Depending on what you wear now and how big your chest is, you may need a better sports bra or to wear more than one.


----------



## karliejaye (Nov 19, 2011)

Not weird at all! 
I am not super "blessed" but I still feel your pain. Have you tried different types of sports bras? I have a few that don't do squat, and one that is AMAZING. I cannot for the life of me remember the brands, though. When I was on birth control I was substantially bigger in the chest and would double up on the sports bras, or if I was doing dressage and a lot of sitting trot I would actually bind with an ace bandage. With the big trend in androgyny right now, there are actually some great references online if you research binding. I know there are a lot of do's and don't for doing it safely.


----------



## jenkat86 (May 20, 2014)

Most of the time I have to double up. I usually wear a regular bra under a sports bra. I'll spend good money on my regular bras but I usually just hit up walmart for the sports bras...and they usually have pretty good ones. I always look for the "high impact" ones.


----------



## faye (Oct 13, 2010)

I am extremely blessed in the chest department to the point the UK NHs has offered me a reduction to save my back.
I find that the best sports bra is the SHock absorber level 4 bras in a chest size to small and 2 cup sizes to small. In mine I just don't move an inch
_Posted via Mobile Device_


----------



## Dreamcatcher Arabians (Nov 14, 2010)

The tightest, best sports bra you can find and then an ace bandage to hold 'em down. It's a pain, but I'm very "blessed" in that respect and it's how I've had to ride all my life.


----------



## Acadianartist (Apr 21, 2015)

I used to be "blessed" but then had a a reduction. Would do it again in a hearbeat... but that's not the point of this post  

When I was on the more voluptuous side, I didn't care for sports bras. I found them not to provide the support they promised. Rather, try a high end lingerie store and ask them to fit you with a good supportive bra. It helps to have a professional determine your needs. Explain that you need it for riding and you want to keep things "in place". I paid good money for fitted bras and do not regret a penny.

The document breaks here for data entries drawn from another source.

PR #522, opened 2020-09-04
fix:update schema compat check with backend type changes

yirutang:


google-cloud-bigquerystorage/src/main/java/com/google/cloud/bigquery/storage/v1alpha2/SchemaCompatibility.java
```diff
@@ -348,6 +343,9 @@ private void protoFieldTypeIsCompatibleWithBQFieldType(
       case "NUMERIC":
         match = isCompatibleWithBQNumeric(protoType);
         break;
+      case "BIGNUMERIC":
+        match = isCompatibleWithBQNumeric(protoType);
```
stephaniewang526, line 347: please add test for this

yirutang: Removed it for now, it seems the value is not available in external library yet.

stephaniewang526 (approved):

PR #551, opened 2020-09-22
deps: update arrow-vector to v1

stephaniewang526:

### DIFF
--- a/samples/install-without-bom/pom.xml
+++ b/samples/install-without-bom/pom.xml
@@ -42,7 +42,7 @@
     <dependency>
       <groupId>org.apache.arrow</groupId>
       <artifactId>arrow-vector</artifactId>
-      <version>0.17.1</version>
+      <version>1.0.1</version>
     </dependency>
 
     <dependency>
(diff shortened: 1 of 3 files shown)


samples/install-without-bom/pom.xml
```diff
@@ -42,7 +42,12 @@
     <dependency>
       <groupId>org.apache.arrow</groupId>
       <artifactId>arrow-vector</artifactId>
-      <version>0.17.1</version>
+      <version>1.0.1</version>
+    </dependency>
+    <dependency>
+      <groupId>org.apache.arrow</groupId>
+      <artifactId>arrow-memory-netty</artifactId>
+      <version>1.0.1</version>
```
chingor13, line 50: Do you want to use a property for this? Otherwise, you will get separate renovate PRs for each of these deps

stephaniewang526: sure - done

chingor13 (approved):
You probably want this as `samples(deps): update arrow-vector to v1`. Otherwise, an update will tell release-please to bump the client version

PR #748, opened 2020-12-18
fix: enable tests that are disabled due to breaking change and stop ignoring ALREADY_EXISTED error

yirutang:


google-cloud-bigquerystorage/src/main/java/com/google/cloud/bigquery/storage/v1beta2/StreamWriter.java
```diff
@@ -29,15 +29,11 @@
 import com.google.api.gax.core.InstantiatingExecutorProvider;
 import com.google.api.gax.grpc.GrpcStatusCode;
 import com.google.api.gax.retrying.RetrySettings;
-import com.google.api.gax.rpc.AbortedException;
-import com.google.api.gax.rpc.BidiStreamingCallable;
-import com.google.api.gax.rpc.ClientStream;
-import com.google.api.gax.rpc.ResponseObserver;
-import com.google.api.gax.rpc.StreamController;
-import com.google.api.gax.rpc.TransportChannelProvider;
+import com.google.api.gax.rpc.*;
```
stephaniewang526, line 32: We should just import the packages we need instead of using `*` please.

google-cloud-bigquerystorage/src/main/java/com/google/cloud/bigquery/storage/v1beta2/StreamWriter.java
```diff
@@ -485,17 +481,16 @@ private void onFailure(Throwable t) {
...
-        //   }
-        //  singleResponse.setOffset(actualOffset);
-        // }
+        if (response.getAppendResult().hasOffset()) {
+          long actualOffset = response.getAppendResult().getOffset().getValue();
+          for (int j = 0; j < i; j++) {
+            actualOffset +=
+                inflightRequests.get(j).message.getProtoRows().getRows().getSerializedRowsCount();
+          }
+          LOG.info("Acutal offset:" + actualOffset);
```
stephaniewang526, line 490: Just a note that eventually we want to make these logger output `FINER` or `FINEST` since we don't want to overwhelm developers with granular information like this unless it is very important for them to know.

stephaniewang526 (changes requested):

google-cloud-bigquerystorage/src/main/java/com/google/cloud/bigquery/storage/v1beta2/StreamWriter.java
yirutang: Done.

google-cloud-bigquerystorage/src/main/java/com/google/cloud/bigquery/storage/v1beta2/StreamWriter.java
yirutang: Removed.

google-cloud-bigquerystorage/src/main/java/com/google/cloud/bigquery/storage/v1beta2/StreamWriter.java
stephaniewang526: Looks like it is not updated: https://github.com/googleapis/java-bigquerystorage/pull/748/files#diff-683e090fb3d931a66585adce0c23b4266a62b9f47ff80e497a6ebf1e8a1ebe54R32

stephaniewang526 (approved):

PR #755, opened 2020-12-30
feat: Remove IgnoreUnknownFields support on JsonStreamWriter

yirutang:
IgnoreUnknownFields is no longer supported on API level. So make JsonStreamWriter consistent with it.


stephaniewang526:
Resolving binary compat issue in https://github.com/googleapis/java-bigquerystorage/pull/757

PR #799, opened 2021-01-14
fix: StreamWriter hang when we reach the inflight limit control and is doing a retry

yirutang:

### DIFF
--- a/google-cloud-bigquerystorage/src/main/java/com/google/cloud/bigquery/storage/v1beta2/StreamWriter.java
+++ b/google-cloud-bigquerystorage/src/main/java/com/google/cloud/bigquery/storage/v1beta2/StreamWriter.java
@@ -922,41 +922,43 @@ public class StreamWriter implements AutoCloseable {
         }
         inflightBatch = this.inflightBatches.poll();
       }
-      try {
-        if (isRecoverableError(t)) {
-          try {
-            if (streamWriter.currentRetries < streamWriter.getRetrySettings().getMaxAttempts()
-                && !streamWriter.shutdown.get()) {
-              streamWriter.refreshAppend();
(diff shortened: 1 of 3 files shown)


google-cloud-bigquerystorage/src/main/java/com/google/cloud/bigquery/storage/v1beta2/StreamWriter.java
```diff
@@ -922,41 +922,43 @@ public void onError(Throwable t) {
...
               streamWriter.currentRetries = 0;
             }
           }
-        } else {
-          inflightBatch.onFailure(t);
-          abortInflightRequests(t);
+        } catch (IOException | InterruptedException e) {
+          LOG.info("Got exception while retrying: " + e.toString());
+          inflightBatch.onFailure(e);
+          abortInflightRequests(e);
```
stephaniewang526, line 951: can we add test coverage for catching these lines?

stephaniewang526 (changes requested):

google-cloud-bigquerystorage/src/main/java/com/google/cloud/bigquery/storage/v1beta2/StreamWriter.java
yirutang: good point. I tried this morning but couldn't figure out a good way to hit the code. I will play around a little more, but could we proceed with this first. Datalfow is waiting for a fix.

stephaniewang526: SG

stephaniewang526 (approved):

PR #832, opened 2021-02-16
ci: test out new sonatype google endpoint

stephaniewang526:


pom.xml
```diff
@@ -44,11 +44,11 @@
   <distributionManagement>
     <snapshotRepository>
       <id>sonatype-nexus-snapshots</id>
-      <url>https://oss.sonatype.org/content/repositories/snapshots</url>
+      <url>https://google.oss.sonatype.org/content/repositories/snapshots</url>
```
chingor13, line 47: Did we want the snapshots to also go to the new endpoint?

chingor13 (approved):

pom.xml
stephaniewang526: Yes - Joel recommended that we stay consistent in the last email. I will give this a try also.

PR #837, opened 2021-02-17
fix: Remove the appendAndRefreshLock, replace it with a less board synchronize on clientStream

yirutang:


yirutang:
I would like to block on yayi's review. Thanks!

yayi-google (commented):
This is making the race worse. The right direction is to use fewer locks, more coarse locks.

Here you are using finer locks, which is even harder to get right.

PR #849, opened 2021-02-17
fix: remove reconnection feature from client library

yirutang:
Since there is major refactoring needed in order for this to work smoothly, temporarily remove this feature and let client retry connection. Also remove a flaky test FlushAllFailed, that feature is going to be removed in another PR.

### DIFF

They last longer too, so probably not more expensive in the long run. 

Because after all, you want things to stay put, but you don't want to look like you're wearing a giant band-aid across the front of your body do you?


----------



## farmpony84 (Apr 21, 2008)

I am not so blessed...

But I have a friend that rides in two sports bras.....she says it helps.


----------



## LadyLark09 (Jun 25, 2015)

I am also "not blessed"(14yr old boy flat), but I had a friend that prior to her reduction, doubled up her sports bras AND used duct tape. I stumbled upon her pre-show "wrap-up" in the barn dressing room once during a 4-H show, accidentally. :-S


----------



## waresbear (Jun 18, 2011)

Lululemon Tata tamer, best sports bra, bar none. Well endowed gymnasts wear this sports bra, no bounce, great support.
ta ta tamer ii (c-e cup) | women's bras | lululemon athletica


----------



## faye (Oct 13, 2010)

Waresbare DD cup is as big as those bras go and that is tiny!
I need a cup size 7 sizes bigger than a DD!
This is the bra I use
Shock Absorber, Max Sports Bra Top Level 4
_Posted via Mobile Device_


----------



## nikarphar (Apr 1, 2012)

Victoria secret double impact. The one that has 2 layers and zips


----------



## ldyscrye (Jul 20, 2015)

I brought a heavy duty riding bra, my mom found it. It worked really well but its looking like I might have to wear another with it. My trainer always teases me if I don't wear my bra, I might give myself a black eye!


----------



## CodysCowgirl (Mar 13, 2015)

I am so sorry I am so late replying to this! Apparently I don't get emails when someone replies to my thread so I just found this! Y'all are so sweet and helpful! Thank you so very much!  I ended up finding a high-impact bra, at Walmart for $12! And I absolutely love it! It has two layers, underwire, great support and I love the positioning of the straps, and is just all around a great purchase. I'll post the brand tomorrow, I forgot! Thanks ladies!


----------



## smrobs (Jul 30, 2008)

At the risk of getting too personal (and you don't have to answer if you don't want), how big is your chest?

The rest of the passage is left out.